Other containment estimation methods such as
CMash [@koslicki_improving_2019] and mash screen [@ondov_mash_2019],
can also implement gather.

Running a

search requires access to the original dataset (mash screen) for the
query, or a Bloom Filter derived from the original dataset (CMash),
and when the collection of reference sketches is updated the Bloom
Filter from CMash can be reused, but mash screen needs access to
the original dataset again.


(Maybe already covered above, or maybe should be moved to "gather can
be applied to all the data"?)
Since Scaled MinHash sketches allow using the sketch directly for
gather, which are a fraction of the original data in size and also
allow enumerating all the elements, an operation not possible with
Bloom Filters, they can be stored and reused for large collections of
sequencing datasets, including public databases like the Sequence Read
Archive [@leinonen_sequence_2011]. A service that calculate these
Scaled MinHash sketches and make them available can improve
discoverability of these large collections, as well as support future
use cases derived from other Scaled MinHash features.


Compared to previous taxonomic profiling methods, Scaled MinHash can
also be seen as a mix of two other approaches: It uses exact $k$-mer
matching and assignment, and the $k$-mers selected by the MinHashing
process are equivalent to implicitly-defined markers. It differs from
previous approaches because only a subset of the $k$-mer composition
is used for matching, and traditional gene markers are explicitly
chosen due to sequence conservation and low mutation rates, while
MinHashing $k$-mers generates a randomized, but consistent across
datasets, set of marker $k$-mers.

Despite improvements to standardization and

reproducibility of previous analysis, benchmarking taxonomic profiling
tools is still challenging, since tools can generate their reference
databases from multiple sources and choosing only one source can bias
or make it impossible to evaluate them properly. This is especially
true for real metagenomic datasets derived from samples collected from
soil and marine environments, where the number of unknown organisms is
frequently larger than those contained in reference databases. With
the advent of metagenome-assembled genomes (MAGs) there are more
resources available for usage as reference datasets, even if they are
usually incomplete or draft quality. sourmash is well positioned to
include these new references to taxonomic profiling given the minimal
requirements (a Scaled MinHash sketch of the original dataset) and
support for indexing hundreds of thousands of datasets.

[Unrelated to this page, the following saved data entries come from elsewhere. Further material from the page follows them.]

PR #3205, opened 2022-04-22
rts: make `Blob` immutable by default

ggreif:
In most contexts `Blob` is being read from, so make `const` the default.
`as_blob_mut` is provided to allow write access.

### DIFF
--- a/rts/motoko-rts/src/text.rs
+++ b/rts/motoko-rts/src/text.rs
@@ -51,7 +51,7 @@ unsafe fn alloc_text_blob<M: Memory>(mem: &mut M, size: Bytes<u32>) -> Value {
 #[ic_mem_fn]
 pub unsafe fn text_of_ptr_size<M: Memory>(mem: &mut M, buf: *const u8, n: Bytes<u32>) -> Value {
     let blob = alloc_text_blob(mem, n);
-    let payload_addr = blob.as_blob().payload_addr();
+    let payload_addr = blob.as_blob_mut().payload_addr();
     memcpy_bytes(payload_addr as usize, buf as usize, n);
     blob
 }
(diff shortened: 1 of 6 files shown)


rts/motoko-rts/src/text.rs
```diff
@@ -83,11 +83,15 @@ pub unsafe fn text_concat<M: Memory>(mem: &mut M, s1: Value, s2: Value) -> Value
         let blob2 = s2.as_blob();
 
         let r = alloc_text_blob(mem, new_len);
-        let r_payload: *const u8 = r.as_blob().payload_addr();
```
ggreif, line 86: I think this should have been a `*mut` from the get-go.

rts/motoko-rts/src/types.rs
```diff
@@ -460,12 +465,16 @@ impl Blob {
         self.add(1) as *mut u8 // skip closure header
     }
 
-    pub unsafe fn len(self: *mut Self) -> Bytes<u32> {
+    pub unsafe fn payload_const(self: *const Self) -> *const u8 {
```
ggreif, line 468: Rust has no overloading, so I had to choose another name. What do you think of renaming `payload_addr` to `payload_mut`?

rts/motoko-rts/src/types.rs
```diff
@@ -213,7 +213,7 @@ impl Value {
     /// `Value::get_raw` and `unskew`) in our cost model where every Wasm instruction costs 1
     /// cycle.
     pub fn get(&self) -> PtrOrScalar {
-        if self.0 & 0b1 == 0b1 {
+        if self.0 & 0b1 != 0 {
```
ggreif, line 216: The `rustc` seems to generate identical code, but this form rings to me more like "the bit is set".

rts/motoko-rts/src/types.rs
crusso: No object, but maybe check if _addr is already used consistently elsewhere. Perhaps we should mandate hungarian notation in the backend ;->

rts/motoko-rts/src/text.rs
crusso: Because of the memcpy below? Seems reasonable.

crusso (approved):

rts/motoko-rts/src/types.rs
ggreif: Hungarian notation is a tool to enforce context-freeness in naming. As a Hungarian, I disapprove of it generally :-)

I think `payload_addr` exists for arrays too, so that would need a change also. This is not at all urgent, so let it soak and decide next time this comes up.

rts/motoko-rts/src/text.rs
ggreif: Yeah, it goes into the `dest` arg of memcpy.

In this chapter gather is described in terms of taxonomic profiling
of metagenomes. That is one application of the algorithm, but it can
applied to other biological problems too. If the query is a genome
instead of a metagenome, gather can be used to detect possible
contamination in the assembled genome by using a collection of genomes
and removing the query genome from it (if it is present). This allows
finding matches that contain the query genome and evaluating if they
agree at specific taxonomic rank, and in case of large divergence (two
different phyla are found, for example) it is likely to indicative
that the query genome contains sequences from different organisms.
This is especially useful for quality control and validation of
metagenome-assembled genomes (MAGs), genomes assembled from reads
binned and clustered from metagenomes, as well as a verification
during submission of new assembled genomes to public genomic databases
like GenBank.

Improvements to the calculation of Scaled MinHash sketches can also
improve the taxonomic profiling use case. Exact $k$-mer matching is
limited in phylogenetically distant organisms, since small nucleotide
differences lead to distinct $k$-mers, breaking homology
assumptions. Different approaches for
converting the datasets into a set to be hashed (shingling) than
computing the nucleotide $k$-mer composition, such as spaced $k$-mers
[@leimeister_fast_2014] and minimizers [@roberts_reducing_2004] and
alternative encodings for the nucleotides using 6-frame translation to
amino acid [@gish_identification_1993] or other reduced alphabets
[@peterson_reduced_2009], can allow comparisons on longer evolutionary
distances and so improve taxonomic profiling by increasing the
sensitivity of the containment estimation. These improvements don't
fundamentally change the gather method, since it would still be
based on the same containment and remove element operations, but
show how gather works as a more general method that can leverage
characteristics from different building blocks and explore new or
improved use cases.

gather is a new method for decomposing datasets into its components
with application in biological sequencing data analysis (taxonomic
profiling) that can scale to hundreds of thousands of reference
datasets with computational resources requirements that are accessible
to a large number of users when used in conjunction with Scaled
MinHash
sketches and efficient indices such as LCA and MHBT. It
outperforms current methods in community-develop benchmarks, and opens
the way for new methods that explore a top-down approach for profiling
microbial communities, including further refinements that can resolve
larger evolutionary distances and also speed up the method
computationally.

Scaled MinHash sketches are fundamentally a subset of the $k$-mer
composition of a dataset, and so any of the techniques described in
[@marchet_data_2019] are potential candidates for improving current
indices or implementing new ones. The MHBT index can be improved by
using more efficient representations for the internal nodes
[@solomon_improved_2017] and constructing the MHBT by clustering
[@harris_improved_2018], and the LCA index can use more efficient
storage of the list of signatures IDs by representing the list as
colors [@pandey_mantis:_2018]. The memory consumption of the LCA
index can also be tackled by implementing it in external memory using
memory-mapped files, letting the operating system cache and unload
pages as needed.

Current indices are also single-threaded, and don't benefit from
multicore systems. Both indices can be used in parallel by loading as
read-only and sharing for multiple searches, but is is also possible
to explore parallelization for single queries by partitioning the LCA
and assigning each partition to a thread, as well as using a
work-stealing thread pool for expanding the search frontier in the
MHBT in parallel. In any case, the current implementations serve as a
baseline for future scalability and can be used to guide optimization
and avoid extraneous overhead and common failings of such projects
[@mcsherry_scalability_2015].

"online" approaches

sourmash gather, the command-line interface that adds further user
experience improvements to the API level, also allows passing multiple
indices to be searched, providing incremental support for rerunning
with additional data without having to recompute, merge or update the
original databases.

Some limitations of gather and database types (equal results can be
hard to detect efficiently with current SBT implementation)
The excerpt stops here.